# Anyone here who actually hates scrambling the cube?



## kudan (Feb 23, 2008)

I myself hate scrambling the cube and ask my family members or friends to do those for me. It's partially because if I were the one to scramble, I can't help but think of which face to start scrambling at or that it isn't scrambled up enough not matter how many turns I use...

Is it just me or do most cubers feel the same way?


----------



## Karthik (Feb 23, 2008)

That is why computer scramblers are made.
There in one on the WCA site.


----------



## ExoCorsair (Feb 23, 2008)

I hate scrambling most puzzles, like Megaminx, 5x5x5, Magic/Master Magic...

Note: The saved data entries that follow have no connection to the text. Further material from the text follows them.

PR #1220, opened 2026-04-27
Add Yandex Music integration

anatolykopyl:
Added [Yandex Music](https://music.yandex.ru/download/) as a media source. Relied on the existing Apple Script integrations for examples.

Could not get shuffle, loop, volume and favorites to work, prodded at the Yandex Music app and it did not respond to anything of the above.


Alexander5015:
Hey @anatolykopyl! Thanks for working on this. I know the integration is still a draft, but I wanted mention that if the final Yandex Music integration depends on wrapping the Now Playing controller, I won’t be able to accept the PR. The integration should be able to function independently, like the other music controller implementations.
There are two main reasons for this:
1. If Yandex Music already works through Now Playing, then a thin wrapper around Now Playing doesn’t add much value.
2. Now Playing is considered unstable, so integrations shouldn’t rely on it as their core implementation.
A Yandex Music controller would need to talk to Yandex Music directly (through a REST API or AppleScript for example), rather than depending on Now Playing.

anatolykopyl:
Thanks for the feedback! After some investigation, I found that moving away from Now Playing isn’t feasible. So, I’m closing this PR, at least until a way to control Yandex Music is available.

PR #1223, opened 2026-04-28
Add Timer tab to the notch with countdown and preset controls

nastrazeneca:
Introduces a new Timer tab between Home and Shelf (Shelf remains available when enabled in settings). The tab bar is now always visible when the notch is open. Timer supports 1/5/10/15/30m presets, +/- minute adjustments, start/pause/resume/reset, a circular progress ring, and a smooth numeric countdown using the app's existing visual language.

https://claude.ai/code/session_01TSFyFaQ68k9vA7L5HUizYK


Alexander5015:
Closing because stale

PR #1245, opened 2026-05-11
Add caffeinate button to Notch header to keep computer awake when necessary

lasersushi:
### What it does
Adds a coffee cup icon to the notch header that toggles sleep prevention on and off. When active, the system is kept awake indefinitely using a native IOKit power assertion — the same mechanism as macOS's built-in caffeinate command, but without spawning a subprocess. The icon fills and turns yellow while active, and reverts when toggled off or when the app quits.

### What changed
CaffeinateManager.swift (new) — singleton that wraps IOPMAssertionCreateWithName with kIOPMAssertionTypePreventUserIdleSystemSleep. Holds the assertion ID and releases it cleanly on deinit.
BoringHeader.swift — renders the button when showCaffeinateButton is enabled. Uses cup.and.saucer (white, outline) when off and cup.and.saucer.fill (yellow) when on, with a tooltip that reflects current state.
Constants.swift — adds showCaffeinateButton defaults key, enabled by default.
AppearanceSettingsView.swift — adds a toggle to show/hide the button from settings.
Localizable.xcstrings — adds localization strings for the new UI.

### Testing
✅ Builds cleanly in Xcode with no warnings or errors
✅ IRL functionality test — button toggles correctly, icon and color update as expected, system stays awake while enabled
✅ Verified kernel assertion is created and released via pmset -g assertions | grep -i caffeinate

### Screenshots:
</div>
image
<div>
</div>
image
<div>

### Notes
Uses native IOPMAssertionCreateWithName — no caffeinate subprocess, no shell dependency.
Assertion is properly released on both manual toggle-off and app termination (deinit).
Button is shown by default, user can turn it off in the appearance settings.

### Duration dropdown

Added a duration picker so users can pick how long caffeinate stays on, instead of being limited to indefinite.

### What it does (update)
Clicking the cup icon while it's **off** now opens a dropdown with: 5 minutes, 15 minutes, 30 minutes, 1 hour, 2 hours, and Indefinite. Clicking while it's **on** still disables it immediately, same as before. If a duration is set, caffeinate auto-disables when it elapses, and the tooltip shows the end time (e.g. "Caffeinate: on until 3:45 PM").

### What changed (update)
- **`CaffeinateManager.swift`** — `enable()` now takes an optional `TimeInterval`. When non-nil, schedules a one-shot `Timer` on the main run loop that calls `disable()` when it fires. Added a published `endDate` for tooltip display. Timer is invalidated on manual disable and in `deinit`. `toggle()` was removed since the view is now state-aware.
- **`BoringHeader.swift`** — branches on `caffeine.isActive`: a `Button` when on (disables on click), a `Menu` when off (shows the duration dropdown). Capsule + cup icon factored into a shared `caffeineCapsule` view so both branches look identical.

### Testing (update)
- ✅ Menu opens when off, all six options visible
- ✅ Picking "5 minutes" enables caffeinate and tooltip shows correct end time
- ✅ Timer fires after duration elapses — button returns to off, assertion released (verified via `pmset -g assertions`)
- ✅ Clicking while on disables immediately, invalidating the timer cleanly (no stale fire later)
- ✅ "Indefinite" option behaves identically to previous behavior

Screenshot:
image


lasersushi:
Hey @Alexander5015,
Quick update. After seeing another mac app's caffeinate feature, I thought it would be a good idea to update the pull request and add a dropdown from the caffeinate button where you can select how long you want it on, as well as indefinitely. I updated the pr with some new details about it. I am happy to adjust it if you want any changes. Thanks!

lasersushi:
This is also related to issue #1310

KohliNaman:
love this, would love to keep the caffeine option in my notch

PR #1267, opened 2026-05-20
Add customizable notch border color and width

Yoorz-Truely:
So, I've installed your app and have been loving it, but one thing I couldn't help myself finding is that there was no toggle for a colored border, and having the notch against a black background, it can get hard to distinguish. Since this project is open source (which is amazing), I added an optional colored outline around the notch shape, configurable under **Settings → Appearance → Notch border**. This is my very first PR and if you'll like it, I'd love to have it merged so more people can benefit from this toggle.

## Features

- Off/Custom toggle, 8 color presets, free color picker, and a width slider (0.5–6 pt)
- Border traces left, bottom, and right edges only — no line across the top camera area
- Upper inward shoulder curves shown when closed; expand with the notch when **Corner radius scaling** is ON
- On external monitors (no physical notch): flat top always, unless Corner radius scaling is ON
- All settings persisted via `Defaults` keys — no state lost across launches

## Files changed

- `boringNotch/models/Constants.swift` — three new Defaults keys (`useCustomBorderColor`, `customBorderColorData`, `notchBorderWidth`)
- `boringNotch/extensions/Color+AccentColor.swift` — `Color.effectiveBorder` / `NSColor.effectiveBorder` helpers
- `boringNotch/components/Notch/NotchShape.swift` — `NotchBorderShape` (left/bottom/right open path with animatable `topInset`) and `NotchUpperCurvesShape` (upper shoulder curves)
- `boringNotch/ContentView.swift` — border overlay wired to notch state, `cornerRadiusScaling`, and physical-notch detection via `safeAreaInsets`
- `boringNotch/components/Settings/SettingsView.swift` — Notch border section placed in Appearance (after General); `PresetAccentColor` extracted to top-level so both Appearance and Advanced can share it


CLAUDE.md
```diff
@@ -0,0 +1,75 @@
+# CLAUDE.md
```
Ein-Tim: This should not be in here.

Ein-Tim (changes requested):

CLAUDE.md
Yoorz-Truely: Removed

CLAUDE.md
Ein-Tim, line 1: @Yoorz-Truely You did not actually remove the file but only added a configuration to gitignore. You still have to manually remove this file.

PR #1283, opened 2026-05-28
Add Spotify queue support

thehugapp:
Adde Spotify queue viewing and queue-item playback

https://cap.so/s/xvp2nmw83wpqxg4


Alexander5015:
Unfortunately, I don’t think this will work. We don’t have a Spotify Premium account for the Web API, and even if we did, we’d be limited to 5 users.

I don't particularly mind it on puzzles like 2x2x2 and 3x3x3, though.


----------



## Erik (Feb 23, 2008)

magic?????? that doesn't even have to get scrambled...
I don't mind scrambling any puzzle as long as it's not megaminx


----------



## ExoCorsair (Feb 23, 2008)

The OP never mentioned that they had to be puzzles that required scrambling. And in any case, scrambled magics are a pain.


----------



## TomZ (Feb 23, 2008)

Erik said:


> magic?????? that doesn't even have to get scrambled...
> I don't mind scrambling any puzzle as long as it's not megaminx



Well, scrambling your magic (accidentally) is surely something most people would hate. At the Benelux open you surely set a nice record for scrambling the minx, yes.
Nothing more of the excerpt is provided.